Limi

Limi (Language Inclusion Modulo Independence) is a template library that implements the basic antichain algorithm modulo an independence relation. The library takes as input two nondeterministic finite automata (NFA) A and B with a shared alphabet and an independence relation I over the symbols of the alphabet. The independence relation determines for two symbols if they are independent. Two strings of the language are equivalent module independence if they are identical up to swapping independent symbols. The formal definition is given in our paper [1].
[1] Pavol Cerny, Edmund M. Clarke, Thomas A. Henzinger, Arjun Radhakrishna, Leonid Ryzhyk, Roopsha Samanta, Thorsten Tarrach. From Nonpreemptive to Preemptive Scheduling using Synchronization Synthesis. In CAV 2015
The library consists of two namespaces: Limi and Limi::internal. The latter namespace contains support functions that are not directly used by a consumer of the library. The library is known to compile with GCC 4.8, Clang 3.5 and VS2013. The flag std=c++11
must be specified on compilation. To use the library Limi it needs to be added to the include path.
The first step is to create an NFA. As is well known an automaton consists of a set of states, an alphabet of symbols, a set of initial states, a set of final states and a transition function.
States and symbols are represented by one class each and are specified as template arguments. Since they have to fulfil the same conditions I will only talk about states. They need to fulfil:
std::hash<state>
must be implemented correctly (if it is not provided by the STL)std::equal_to<state>
must be implemented correctly. Note that if your class provides operator= std::equal_to is automatically defined. However, be very careful with pointers as their definition of equality is pointer equality, which is not what we want. If pointers are to be used it is crucial to implement std::equal_toAutomata inherit from the Limi::automaton class (see documentary of that class to learn about the exact methods that need to be implemented). The automaton is a stateless class where all methods must be declared const.

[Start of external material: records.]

PR #1128, opened 2020-04-20
[FAB-17745] Move orderer types to orderer subpackage

stephyee:
#### Type of change

#### Description

Move Orderer related types to an orderer subpackage.

#### Related issues

[FAB-17745](https://jira.hyperledger.org/browse/FAB-17745)

### DIFF
--- a/pkg/configtx/constants.go
+++ b/pkg/configtx/constants.go
@@ -33,19 +33,11 @@ const (
 	// application, and orderer levels and this constant is used for all three.
 	CapabilitiesKey = "Capabilities"
 
-	ordererAdminsPolicyName = "/Channel/Orderer/Admins"
-
 	// EndpointsKey is the common.ConfigValue key name for the Endpoints message in the OrdererOrgGroup.
 	EndpointsKey = "Endpoints"
 
 	// MSPKey is the key for the MSP definition in orderer groups.
 	MSPKey = "MSP"
-
-	// BatchSizeKey is the common.ConfigValue type key name for the BatchSize message.
-	BatchSizeKey = "BatchSize"
-
-	// BatchTimeoutKey is the common.ConfigValue type key name for the BatchTimeout message.
-	BatchTimeoutKey = "BatchTimeout"
 
 	// AdminsPolicyKey is the key used for the admin policy.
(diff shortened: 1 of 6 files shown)


pkg/configtx/constants.go
```diff
@@ -111,9 +85,5 @@ const (
 	// SignaturePolicyType is the 'Type' string for signature policies.
 	SignaturePolicyType = "Signature"
 
-	// ConsensusStateNormal indicates normal orderer operation.
-	ConsensusStateNormal ConsensusState = "STATE_NORMAL"
-
-	// ConsensusStateMaintenance indicates the orderer is in consensus type migration.
-	ConsensusStateMaintenance ConsensusState = "STATE_MAINTENANCE"
+	ordererAdminsPolicyName = "/Channel/Orderer/Admins"
```
caod123, line 88: consider moving this too (`orderer.AdminsPolicyName`)? Although I can see it staying as well

stephyee: I did consider this, however this unexported constant is used in multiple files (other than orderer subpackage and examples).

pkg/configtx/orderer.go
```diff
@@ -17,11 +17,9 @@ import (
...
 	ob "github.com/hyperledger/fabric-protos-go/orderer"
 	eb "github.com/hyperledger/fabric-protos-go/orderer/etcdraft"
+	"github.com/hyperledger/fabric/pkg/configtx/orderer"
 )
 
-// ConsensusState defines the orderer mode of operation.
-type ConsensusState string
-
 // Orderer configures the ordering service behavior for a channel.
 type Orderer struct {
```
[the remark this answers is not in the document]
caod123: Matt suggested it would look better to namespace orderer subtypes in a separate package and I do agree it looks better now. The orderer type itself hasn't moved since it feels appropriate to namespace it as `configtx.Orderer` instead of `orderer.Orderer`. We're keeping a close look though on the upcoming work with chaining APIs and it may make sense to move more into the orderer subpackage as we progress through that but I think this is a good starting point for now

caod123 (approved):

PR #1138, opened 2020-04-21
pkg/configtx AnchorPeers() stop returning error when no anchor peers are defined

wlahti:
#### Type of change

- Bug fix

#### Description

Return nil slice and nil error when no anchor peers are defined (either because none ever existed or none remain after removing). 

#### Related issues

[FAB-17776](https://jira.hyperledger.org/browse/FAB-17776)

### DIFF
--- a/pkg/configtx/application_test.go
+++ b/pkg/configtx/application_test.go
@@ -552,7 +552,7 @@ func TestRemoveAnchorPeerFailure(t *testing.T) {
 	}
 }
 
-func TestAnchorPeer(t *testing.T) {
+func TestAnchorPeers(t *testing.T) {
 	t.Parallel()
 
 	gt := NewGomegaWithT(t)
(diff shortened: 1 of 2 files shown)


pkg/configtx/application_test.go
```diff
@@ -567,19 +567,36 @@ func TestAnchorPeer(t *testing.T) {
...
+	expectedAnchorPeer := Address{Host: "host1", Port: 123}
 	err = c.AddAnchorPeer("Org1", expectedAnchorPeer)
 	gt.Expect(err).NotTo(HaveOccurred())
 
-	anchorPeers, err := c.AnchorPeers("Org1")
+	anchorPeers, err = c.AnchorPeers("Org1")
 	gt.Expect(err).NotTo(HaveOccurred())
-	gt.Expect(len(anchorPeers)).To(Equal(1))
+	gt.Expect(anchorPeers).To(HaveLen(1))
 	gt.Expect(anchorPeers[0]).To(Equal(expectedAnchorPeer))
```
caod123, line 587: I'm a little hesitant with the basis for this test since it revolves around the fact that we use the same config for both the original and updated on line 570. In a real world scenario we could never actually do this since adding/removing an anchor peer only modifies the updated whereas the retriever only uses the original.

wlahti: I was working on changing just that (in what will now be a follow-on commit/PR) when I remembered that we wanted to update the functionality of this retrieval function, hence this JIRA and PR. :) I'll have that PR out later today.

caod123 (approved):
Merging under the assumption the tests will be updated in a followup PR

PR #1140, opened 2020-04-21
Improve lifecycle error message for committed sequence

denyeart:
#### Type of change

- Improvement to error message

#### Description

If you attempt to approveformyorg again for a committed chaincode definition sequence,
for example to update chaincode package on a peer, but you pass the incorrect
chaincode definition parameters, the error message was not clear.

This change updates the error message to something that the admin can likely
troubleshoot themselves.

Old message:
Error: proposal failed with status: 500 - failed to invoke backing implementation
of 'ApproveChaincodeDefinitionForMyOrg': attempted to define the current sequence
(2) for namespace marbles5, but: Version '3' != '4'

New message:
Error: proposal failed with status: 500 - failed to invoke backing implementation
of 'ApproveChaincodeDefinitionForMyOrg': attempted to redefine the current
committed sequence (3) for namespace marbles5 with different parameters:
expected Version '3' does not match passed Version '4'

### DIFF
--- a/core/chaincode/lifecycle/lifecycle.go
+++ b/core/chaincode/lifecycle/lifecycle.go
@@ -114,15 +114,15 @@ type ChaincodeParameters struct {
 func (cp *ChaincodeParameters) Equal(ocp *ChaincodeParameters) error {
 	switch {
 	case cp.EndorsementInfo.Version != ocp.EndorsementInfo.Version:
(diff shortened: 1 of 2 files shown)


wlahti (approved):
Definitely clearer to me what the cause of the error is with this wording. Thanks, Dave!

C0rWin (approved):

PR #1141, opened 2020-04-21
[FAB-13460] Add Support for TLS1.3

lindluni:
Add support for TLS1.3 and adds a tests to ensure these versions work on the comm stack.

### DIFF
--- a/internal/pkg/comm/client.go
+++ b/internal/pkg/comm/client.go
@@ -71,7 +71,9 @@ func (client *GRPCClient) parseSecureOptions(opts SecureOptions) error {
 
 	client.tlsConfig = &tls.Config{
 		VerifyPeerCertificate: opts.VerifyCertificate,
-		MinVersion:            tls.VersionTLS12} // TLS 1.2 only
+		MinVersion:            tls.VersionTLS12,
+		MaxVersion:            tls.VersionTLS13,
+	}
 	if len(opts.ServerRootCAs) > 0 {
 		client.tlsConfig.RootCAs = x509.NewCertPool()
 		for _, certBytes := range opts.ServerRootCAs {
--- a/internal/pkg/comm/creds.go
+++ b/internal/pkg/comm/creds.go
@@ -35,9 +35,9 @@ func NewServerTransportCredentials(
 	// NOTE: unlike the default grpc/credentials implementation, we do not
 	// clone the tls.Config which allows us to update it dynamically
 	serverConfig.config.NextProtos = alpnProtoStr
-	// override TLS version and ensure it is 1.2
+	// override TLS version and ensure it is 1.2 or 1.3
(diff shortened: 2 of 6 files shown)


internal/pkg/comm/client.go
```diff
@@ -71,7 +71,9 @@ func (client *GRPCClient) parseSecureOptions(opts SecureOptions) error {
 
 	client.tlsConfig = &tls.Config{
 		VerifyPeerCertificate: opts.VerifyCertificate,
-		MinVersion:            tls.VersionTLS12} // TLS 1.2 only
+		MinVersion:            tls.VersionTLS12,
+		MaxVersion:            tls.VersionTLS13,
```
ashku, line 75: NoOps here , but you could have 0 also as MaxVersion value. To me , it seems logical to have 0 consideration the situation when TLS moves to say , 1.4 , we do not have to change this field.

internal/pkg/comm/creds.go
```diff
@@ -35,9 +35,9 @@ func NewServerTransportCredentials(
 	// NOTE: unlike the default grpc/credentials implementation, we do not
 	// clone the tls.Config which allows us to update it dynamically
 	serverConfig.config.NextProtos = alpnProtoStr
-	// override TLS version and ensure it is 1.2
+	// override TLS version and ensure it is 1.2 or 1.3
 	serverConfig.config.MinVersion = tls.VersionTLS12
-	serverConfig.config.MaxVersion = tls.VersionTLS12
+	serverConfig.config.MaxVersion = tls.VersionTLS13
```
ashku, line 40: same comment as above.

ashku (changes requested):
One overall comment : The list of default Cipher Suite contains one Cipher more than what TLS 1.3 supports. Not knowing , how TLS 1.3 loads Cipher 

1. Does it load from its engine or
1. Honor defaultConfig setup in the code.

If it is latter , then it might throw error saying Cipher XXXXX not supported.

To be on safer side , we need to set cipher list in defaultCipherSuite matching TLS 1.3 cipher IMO.

internal/pkg/comm/client.go
btl5037: > One overall comment : The list of default Cipher Suite contains one Cipher more than what TLS 1.3 supports. Not knowing , how TLS 1.3 loads Cipher
> 
> 1. Does it load from its engine or
> 2. Honor defaultConfig setup in the code.
> 
> If it is latter , then it might throw error saying Cipher XXXXX not supported.
> 
> To be on safer side , we need to cipher list in defaultCipherSuite matching TLS 1.3 cipher IMO.

Yea, I'm working on that one now, I didn't run the tests locally, so I didn't get the failed cipher until it finished testing in CI

lindluni:
This is a bigger surface area than I at first thought, I am going to close for now and will reopen after the discussion in Jira.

State and symbol classes are not expected to override the << operator. Instead the automaton class must be able to produce printer classes for states and symbols. The idea is that states and symbols do not hold all the information to meaningfully present them as a readable string. For example the state may be just an integer and the printer holds a reference to a translation table. (See also Limi::printer_base)
The language inclusion algorithm is in the Limi::antichain_algo class and is documented there. The algorithm accepts two automata A and B and tests if A is a subset of B. This means that for every work that A accepts there must be also an accepting run in B. If language inclusion does not hold a counterexample is produces. This is a word accepted by A, but not by B.
Language inclusion up to an independence relation is undecidable in general. Therefore this class implements a bounded version where a stack is used to match symbols that may occur in the future. For low stack sizes the algorithm works faster but may produce spurious counterexamples. The bound can be increased to eliminate those. See the main file in the timbuk example to see how to deal with spurious counterexamples.
Certain transitions may be considered epsilon transitions in your automata. The reason for using epsilon transitions is not nondeterminism (the automaton should not produce those if possible), but because certain transitions may have an effect for the state, but may be ignored during the language inclusion test.
The correct semantics is as follows: Only the automaton A in the language inclusion algorithm may produce epsilon transitions. These become part of the counterexample trace. When an epsilon transition is encountered it is simply added to the counterexample chain and there is no attempt to match to any transition in the B automaton. The B automaton must never produce epsilon transitions. This can be easily accomplished by setting collapse_epsilon to true in the constructor Limi::automaton::automaton. As a matter of fact the antichain algorithm will enforce that for the B automaton either collapse_epsilon or no_epsilon_produced must be true.
The Limi::dot_printer class can print automata in the dot format (only useful if the automaton is very small). The Limi::timbuk_printer can print automata in the timbuk format. Limi::list_automaton is a special class that creates an automaton out of a symbol list. The automaton accepts exactly the word made out of the list of symbols. This can be useful to test if a trace is spurious (see the documentation of Limi::antichain_algo).
The library recognises a special macro DEBUG_PRINTING
that causes additional printing to cout
. To activate debug printing put define DEBUG_PRINTING 2
before including any Limi headers. This will set the verbosity level to 2. In production code this macro should not be set (it is only for debugging the algorithm or the input to it).
In the timbuk folder of the repository there is an example implementation that reads automata in the timbuk format and uses Limi to decide language inclusion. The cause is commented and the timbuk format described in the readme.md file.
For Java and C# an extensive wrapper needs to be provided that represents the automata needed and then this wrapper would be called from the higher language. This involves a lot of work. It would be crucial to keep the native/managed transitions to a minimum as they are very expensive.
The command line interface (timbuk example) has one major drawback: All data structures need to be expanded in advance. This is in general not a problem because the antichain algorithm would anyhow explore the whole automaton. However, in case of the independence relation this is a significant slowdown: Mostly independence can be decided directly from the symbol classes, but in the timbuk format the relation needs to be fully expanded and during the run of the algorithm every query of the relation involves an expensive lookup in a hashset.